PR #393, opened 2020-06-26
Show view statistics on resource page

rschenk:
Show a graph of views through time on resource pages. 

WorkVersions and Collections show the exact number of views for that particular resource.

Works show an aggregate of all _published_ versions.

File downloads are not shown at this time.

### DIFF
--- a/app/components/collection_metadata_component.rb
+++ b/app/components/collection_metadata_component.rb
@@ -16,7 +16,6 @@ class CollectionMetadataComponent < ActionView::Component::Base
     :title,
     :subtitle,
     :creator_aliases,
-    :description,
     :keyword,
     :contributor,
     :publisher,
--- a/app/controllers/analytics_controller.rb
+++ b/app/controllers/analytics_controller.rb
@@ -1,0 +1,21 @@
+# frozen_string_literal: true
+
+class AnalyticsController < ApplicationController
+  def show
+    resource = FindResource.call(params[:resource_id])
+    view_statistics = load_view_statistics(resource)
+
+    respond_to do |format|
+      format.html { head :unsupported_media_type }
+      format.json { render json: view_statistics }
+    end
+  end
+
+  private
+
+    def load_view_statistics(resource)
+      resource
+        .stats
+        .map { |date, count, total| [date.iso8601, count, total] }
+    end
+end
--- a/app/services/load_view_statistics.rb
+++ b/app/services/load_view_statistics.rb
@@ -1,0 +1,50 @@
+# frozen_string_literal: true
+
+# @abstract Loads the view statistics for a given model. It returns these
+# statistics as a 2d array of raw values, rather than ActiveRecords, for speed.
+# The returned rows are ordered by date ascending, and have the structure:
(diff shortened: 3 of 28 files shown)


awead:
@rschenk Looks good to me. Bypassing the ActiveRecord stuff really improves performance here, right? I'm assuming the main use case for this is powering the analytics graphs? I was wondering if there'd ever be the need to query a date range in the array of results and if another data structure might help with that. I can't think of one...

rschenk:
@awead Yep that's exactly its intention is to power the graphs. Instantiating an ActiveRecord for each row would be expensive and pointless, since the graphs want to be fed a 2d-array _anyways,_ so why not cut out the middle man. 

This class can totally have date range filtering, and batched/page loading added to it later if need be

app/components/collection_metadata_component.rb
```diff
@@ -16,7 +16,6 @@ class CollectionMetadataComponent < ActionView::Component::Base
     :title,
     :subtitle,
     :creator_aliases,
-    :description,
```
awead, line 19: @rschenk why did description get removed?

app/controllers/analytics_controller.rb
```diff
@@ -0,0 +1,26 @@
...
+    respond_to do |format|
+      format.html { head :unsupported_media_type }
+      format.json { render json: view_statistics }
+    end
+  end
+
+  private
+
+    def load_view_statistics(resource)
+      stats = if resource.is_a?(Work)
```
awead, line 17: @rschenk what if this was a method on the model? Work#stats and WorkVersion#stats

app/services/load_view_statistics.rb
```diff
@@ -0,0 +1,95 @@
...
+#   [Date, number of views that day, running total of all views through time]
+# @example
+#   > LoadViewStatistics::Aggregate.call(models: [model_1, model_2])
+#   => [
+#        [Date(2020-06-01), 1,     1],
+#        [Date(2020-06-02), 100, 101],
+#        [Date(2020-06-03), 3,   104]
+#      ]
+class LoadViewStatistics
+  class Aggregate
```
awead, line 63: @rschenk This makes more sense to me as a separate file and named service, like `AggregateViewStatistics`. Alternatively, we can keep the class in the same file, but the Aggregate class ought to be inside the parent:

``` ruby
class LoadViewStatistics
  class Aggregate
  end
end
```

That way it looks more deliberate and not two different classes in the same file.

app/components/collection_metadata_component.rb
rschenk: @awead Description is no longer shown in the metadata listing in the new UI design, it's shown in its own paragraph in the main content area of the view

app/controllers/analytics_controller.rb
rschenk: I thought about that. Maybe I could put it inside the ViewStatistics concern module, then override it on Work

awead: meh. I'd say leave it for now. up to you...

• • • • •

*ACTION ITEM:*
Copy the whole listing out exactly, so that every line matches what is above.

*COMPLETED TASK:*
PR #393, opened 2020-06-26
Show view statistics on resource page

rschenk:
Show a graph of views through time on resource pages. 

WorkVersions and Collections show the exact number of views for that particular resource.

Works show an aggregate of all _published_ versions.

File downloads are not shown at this time.

### DIFF
--- a/app/components/collection_metadata_component.rb
+++ b/app/components/collection_metadata_component.rb
@@ -16,7 +16,6 @@ class CollectionMetadataComponent < ActionView::Component::Base
     :title,
     :subtitle,
     :creator_aliases,
-    :description,
     :keyword,
     :contributor,
     :publisher,
--- a/app/controllers/analytics_controller.rb
+++ b/app/controllers/analytics_controller.rb
@@ -1,0 +1,21 @@
+# frozen_string_literal: true
+
+class AnalyticsController < ApplicationController
+  def show
+    resource = FindResource.call(params[:resource_id])
+    view_statistics = load_view_statistics(resource)
+
+    respond_to do |format|
+      format.html { head :unsupported_media_type }
+      format.json { render json: view_statistics }
+    end
+  end
+
+  private
+
+    def load_view_statistics(resource)
+      resource
+        .stats
+        .map { |date, count, total| [date.iso8601, count, total] }
+    end
+end
--- a/app/services/load_view_statistics.rb
+++ b/app/services/load_view_statistics.rb
@@ -1,0 +1,50 @@
+# frozen_string_literal: true
+
+# @abstract Loads the view statistics for a given model. It returns these
+# statistics as a 2d array of raw values, rather than ActiveRecords, for speed.
+# The returned rows are ordered by date ascending, and have the structure:
(diff shortened: 3 of 28 files shown)


awead:
@rschenk Looks good to me. Bypassing the ActiveRecord stuff really improves performance here, right? I'm assuming the main use case for this is powering the analytics graphs? I was wondering if there'd ever be the need to query a date range in the array of results and if another data structure might help with that. I can't think of one...

rschenk:
@awead Yep that's exactly its intention is to power the graphs. Instantiating an ActiveRecord for each row would be expensive and pointless, since the graphs want to be fed a 2d-array _anyways,_ so why not cut out the middle man. 

This class can totally have date range filtering, and batched/page loading added to it later if need be

app/components/collection_metadata_component.rb
```diff
@@ -16,7 +16,6 @@ class CollectionMetadataComponent < ActionView::Component::Base
     :title,
     :subtitle,
     :creator_aliases,
-    :description,
```
awead, line 19: @rschenk why did description get removed?

app/controllers/analytics_controller.rb
```diff
@@ -0,0 +1,26 @@
...
+    respond_to do |format|
+      format.html { head :unsupported_media_type }
+      format.json { render json: view_statistics }
+    end
+  end
+
+  private
+
+    def load_view_statistics(resource)
+      stats = if resource.is_a?(Work)
```
awead, line 17: @rschenk what if this was a method on the model? Work#stats and WorkVersion#stats

app/services/load_view_statistics.rb
```diff
@@ -0,0 +1,95 @@
...
+#   [Date, number of views that day, running total of all views through time]
+# @example
+#   > LoadViewStatistics::Aggregate.call(models: [model_1, model_2])
+#   => [
+#        [Date(2020-06-01), 1,     1],
+#        [Date(2020-06-02), 100, 101],
+#        [Date(2020-06-03), 3,   104]
+#      ]
+class LoadViewStatistics
+  class Aggregate
```
awead, line 63: @rschenk This makes more sense to me as a separate file and named service, like `AggregateViewStatistics`. Alternatively, we can keep the class in the same file, but the Aggregate class ought to be inside the parent:

``` ruby
class LoadViewStatistics
  class Aggregate
  end
end
```

That way it looks more deliberate and not two different classes in the same file.

app/components/collection_metadata_component.rb
rschenk: @awead Description is no longer shown in the metadata listing in the new UI design, it's shown in its own paragraph in the main content area of the view

app/controllers/analytics_controller.rb
rschenk: I thought about that. Maybe I could put it inside the ViewStatistics concern module, then override it on Work

awead: meh. I'd say leave it for now. up to you...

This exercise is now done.